Data for the task Block Start

PR #3313, opened 2022-02-18
Upgrade `package:tar` to version `0.5.4`.

simolus3:
This upgrades the vendored `tar` package from https://github.com/simolus3/tar/commit/b5c5a11d8969f458ccdeb8cf01615f692fed3e97 to https://github.com/simolus3/tar/commit/ce8aae4825ac4cbed80829cd0d6e181b924b3db2.

Noteworthy changes in `package:tar`:

- Decode tar archives with malformed UTF-8 data in non-important PAX headers.
- Forward pause/resume requests when writing tar streams.
- Use a faster, tar-specifc implementation to split the input stream into suitably-sized blocks.
- Support writing tar entries synchronously.
- Faster checksum implementation.
- Avoid copying when reading old GNU sparse maps.

Overall, I expect that these changes will improve the performance of extracting or archiving packages. Quite a bit has changed between the two versions though, so maybe we should once again check published packages and make sure they behave identically? I'm happy to write a script for that if needed.

### DIFF
--- a/lib/src/third_party/tar/src/utils.dart
+++ b/lib/src/third_party/tar/src/utils.dart
@@ -1,3 +1,4 @@
+import 'dart:async';
 import 'dart:convert';
 import 'dart:math';
 import 'dart:typed_data';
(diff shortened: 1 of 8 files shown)


jonasfj:
> so maybe we should once again check published packages and make sure they behave identically? I'm happy to write a script for that if needed.

This is always worthwhile, untarring issues can be very painful :see_no_evil: 

Hmm, I actually think we already have a script for it, maybe just try to run:
https://github.com/dart-lang/pub/blob/master/tool/extract_all_pub_dev.dart

simolus3:
I've pushed a branch with both tar versions and changed the script to compare the results between the two: https://github.com/simolus3/pub/commit/a13a3043dcc38b026219e5a95b12bb11b0a5fa40#diff-f806e63054146be86bbe1bc4362e918d350bc033e0c38302b4d49c983000536e

Unfortunately I've only gotten to packages starting with B with my mediocre internet connection, but at least that worked without any difference. Can you checkout that version and do the full comparison run?

sigurdm:
> Can you checkout that version and do the full comparison run?

I'll do that! Thanks!

lib/src/third_party/tar/src/utils.dart
```diff
@@ -229,3 +236,325 @@ Stream<List<int>> zeroes(int length) async* {
     yield Uint8List(remainingBytes);
   }
 }
+
+/// An optimized reader reading 512-byte blocks from an [input] stream.
+class BlockReader {
+  final Stream<List<int>> input;
```
jonasfj, line 242: nit: does this need to be public?

jonasfj (approved):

Data for the task Block End

* **Problem**
The records above must be written out again exactly.

* **The completed task**
PR #3313, opened 2022-02-18
Upgrade `package:tar` to version `0.5.4`.

simolus3:
This upgrades the vendored `tar` package from https://github.com/simolus3/tar/commit/b5c5a11d8969f458ccdeb8cf01615f692fed3e97 to https://github.com/simolus3/tar/commit/ce8aae4825ac4cbed80829cd0d6e181b924b3db2.

Noteworthy changes in `package:tar`:

- Decode tar archives with malformed UTF-8 data in non-important PAX headers.
- Forward pause/resume requests when writing tar streams.
- Use a faster, tar-specifc implementation to split the input stream into suitably-sized blocks.
- Support writing tar entries synchronously.
- Faster checksum implementation.
- Avoid copying when reading old GNU sparse maps.

Overall, I expect that these changes will improve the performance of extracting or archiving packages. Quite a bit has changed between the two versions though, so maybe we should once again check published packages and make sure they behave identically? I'm happy to write a script for that if needed.

### DIFF
--- a/lib/src/third_party/tar/src/utils.dart
+++ b/lib/src/third_party/tar/src/utils.dart
@@ -1,3 +1,4 @@
+import 'dart:async';
 import 'dart:convert';
 import 'dart:math';
 import 'dart:typed_data';
(diff shortened: 1 of 8 files shown)


jonasfj:
> so maybe we should once again check published packages and make sure they behave identically? I'm happy to write a script for that if needed.

This is always worthwhile, untarring issues can be very painful :see_no_evil: 

Hmm, I actually think we already have a script for it, maybe just try to run:
https://github.com/dart-lang/pub/blob/master/tool/extract_all_pub_dev.dart

simolus3:
I've pushed a branch with both tar versions and changed the script to compare the results between the two: https://github.com/simolus3/pub/commit/a13a3043dcc38b026219e5a95b12bb11b0a5fa40#diff-f806e63054146be86bbe1bc4362e918d350bc033e0c38302b4d49c983000536e

Unfortunately I've only gotten to packages starting with B with my mediocre internet connection, but at least that worked without any difference. Can you checkout that version and do the full comparison run?

sigurdm:
> Can you checkout that version and do the full comparison run?

I'll do that! Thanks!

lib/src/third_party/tar/src/utils.dart
```diff
@@ -229,3 +236,325 @@ Stream<List<int>> zeroes(int length) async* {
     yield Uint8List(remainingBytes);
   }
 }
+
+/// An optimized reader reading 512-byte blocks from an [input] stream.
+class BlockReader {
+  final Stream<List<int>> input;
```
jonasfj, line 242: nit: does this need to be public?

jonasfj (approved):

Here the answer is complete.